Second, an increase in the top rate of income tax would go some way to reverse the substantial increase in inequality in most European countries. I propose a temporary surcharge of, say, 10 percentage points to be introduced on the top rate once unemployment falls and maintained until budget deficits fall below 3%.
Third, energetic measures are needed to fight tax evasion and recourse to offshore tax havens and limit intra-European competition for mobile tax revenues.
And finally, a carbon tax could raise substantial revenue and, as a bonus, is probably the only way to avoid frying the one planet we have.
Common to all proposals is that they would be more effective with some degree of coordination, at least within Europe. This will be used by nationalists and eurosceptics, but also by opponents of progressive income redistribution and climate-change deniers, as a reason to rule them out. But the European treaty requires national policymakers to see economic policy as a matter of common interest. Such policy coordination is what meetings of the ECOFIN Council (of finance ministers) and the European Council (of heads of government), guided by a Commission that watches over the wider European interest, are supposed to deliver.
ECOFIN meets as I write, the European Council at the end of this month. Europe’s citizens are watching and expecting policy decisions that are economically rational and, at the same time, embark on the task of redressing the social imbalances of the previous, failed growth model. Working families have already paid a high price for the failings of others. It is high time that a signal is sent that the ‘high net worth individuals’ that benefited from the previous skewed growth regime and then from taxpayer-financed bail-outs and support measures will be made to foot their fair share of the bill.

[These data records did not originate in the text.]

PR #727, opened 2017-06-14
Test on Symfony 3.3 and integrate phpunit-bridge

Koc:
two questions before merge
1. do we need leave 3.2 also or even 3.1 because of composer reqs?
2. do we need add test env without full-stack and only for framework-bundle (or `--prefer-lowest`)?


Tests/Vich/UploaderBundle/Tests/Form/Type/VichFileTypeTest.php
```diff
@@ -21,8 +21,6 @@ class VichFileTypeTest extends TestCase
 
     /**
      * @dataProvider configureOptionsBCDataProvider
-     * @group legacy
-     * @expectedDeprecation The "download_link" option is deprecated since version 1.6 and will be removed in 2.0. You should use "download_uri" instead.
```
Koc: removed just for testing that build fails without this annotations

Koc:
@garak ready, please review

Tests/PHPUnitTestCase.php
```diff
@@ -0,0 +1,5 @@
+<?php
```
garak: What's the purpose of this file?

composer.json
```diff
@@ -42,7 +42,9 @@
         "symfony/browser-kit": "^2.8|^3.1",
         "symfony/css-selector": "^2.8|^3.1",
         "symfony/dom-crawler": "^2.8|^3.1",
+        "symfony/validator": "^2.8|^3.1",
```
garak: unsorted

Tests/PHPUnitTestCase.php
Koc: It required for test pass on `2.8.0` when composer run with `--prefer-lowest`. Symfony added support of the namespaced PHPUnit from 2.8.18

garak: So it's better to raise requirements for symfony to `^2.8.18`. There's no value in supporting older versions

Koc: If we can do it - of course, yes

garak: go for it

garak:
There's no need to drop Symfony 3.1 and 3.2 for now, even if we require the phpunit bridge for 3.3 (since it's compatible with previous Symfony versions).
Anyway, we need to investigate on the failure for the lowest requirements and see if possibly increase some dependencies' minimum versions

Koc:
@garak tests are green finally now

My concern is that there is already too much liquidity in the markets. Given the availability of so much low-interest (free?) credit, oil prices are rising stupidly and other basic resources also. And, of course, in such an artificial marketplace surely any fool can win? (And even they lose, with credit costs so low, they could easily take a failure or two). Hence the current huge banking bonuses (for easy earnings, using other people’s money).
How to deal with that via interest rates is an impossible question. What the EU needs – but lacks the guts to promote – are EU-wide fiscal powers.